But now it is to be hoped the church is becoming more like a force of able-bodied industrials, ready for employment in the Master’s vineyard, under the guidance of ministers and officers. Helpers together with God, not cumberers of his ground. Certainly there never has been a time, since the apostolic age, when the opportunities were so general or so generally accepted and used by all Christians, especially the young, to engage in the active spread of the gospel amongst the perishing myriads around. And there never was a time when so many had the boldness to “stand up for Jesus” as witnesses before great assemblies, or go out for Jesus into the hard places, and to the hard cases of the world. Activity — increasing activity — growing steadily toward universality, is certainly one of the unfolding promises of the present.

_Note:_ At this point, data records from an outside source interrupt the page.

PR #397, opened 2019-04-29
EventFilter - Add capability to modify which events are interesting

Christoffer-Cortes:
This adds a new advanced configuration that allows the user to filter which events are interesting. The list is set globally for the gerrit trigger and gerrit event enum is then modified accordingly. It makes use of the already built in filtering with the interesting boolean.

The list configuration uses a javascript in order to use a more user friendly interface. It reads and writes to a hidden text field that is the actual config string.

Requires an update to gerrit-events:
https://github.com/sonyxperiadev/gerrit-events/pull/87


src/main/java/com/sonyericsson/hudson/plugins/gerrit/trigger/config/Config.java
```diff
@@ -410,9 +421,41 @@ public void setValues(JSONObject formData) {
...
+     * Get the filter event list from formdata.
+     * @param formData JSONObject
+     * @return value.
+     */
+    private List<String> getFilterInFromFormData(JSONObject formData) {
+        List<String> filter = new ArrayList<>();
+        String[] arrayIn = new String[0];
+        String stringIn = formData.optString("filterIn");
+        if (stringIn.length() > 0) {
+            arrayIn = stringIn.substring(1, stringIn.length() - 1).split(", ");
```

Spirituality, also. If we look to see its increase in the increase of the three abiding graces — faith, hope and charity — and of the four cardinal virtues — prayers, gifts, words and works for Jesus — more beautiful in their blended symmetry than the seven colors of the bow in the cloud, we shall not fail of a certain promise and prophecy of a bright day at hand. When has there ever been so much, or so fervent, or so simple praying, or so great faith of the answers to prayer, or so much life and power in the religious meetings, or so much wayside conversation about the works and ways of God?

Not now, however, to dwell upon this. Looking rather to the bow of promise, arching the heavens, as the gateway of the future. What are the three words traced by the finger of Providence along the front of this royal arch? What but the triune promise, unity, activity and spirituality?

And now to ask and answer again more at large the question asked and answered in the conclusion of the preceding chapter. What do we now need to swell and unfold this triune promise into the universality and strength required for its own happy fulfilment?

Simply the prevalence of a full experimental union with Jesus by a full trust in his name.

Our union of the future is not to be one merely of convenience or interest, or necessity, to accomplish the work given us to do; but the union of heart and soul, vital as the union of the several members of one‘s own body. And our activity is not to be that of excitements and occasions, or of the pressure of duty merely, but the increased activity which comes from increased vitality. Life within — life more abundant — must be the sustaining power and central spring of the increased life without. And our spirituality will be made full by the full indwelling presence and power of the Spirit of God.

We need, therefore, to turn attention increasingly to the higher form of Christian experience. Not by any means to lose sight of conversion, but rather to press it more urgently than ever upon the attention of the world; but not as the all in all — not as the stopping place of the Christian, or as introducing the convert into all the fulness of the blessings of the gospel of peace.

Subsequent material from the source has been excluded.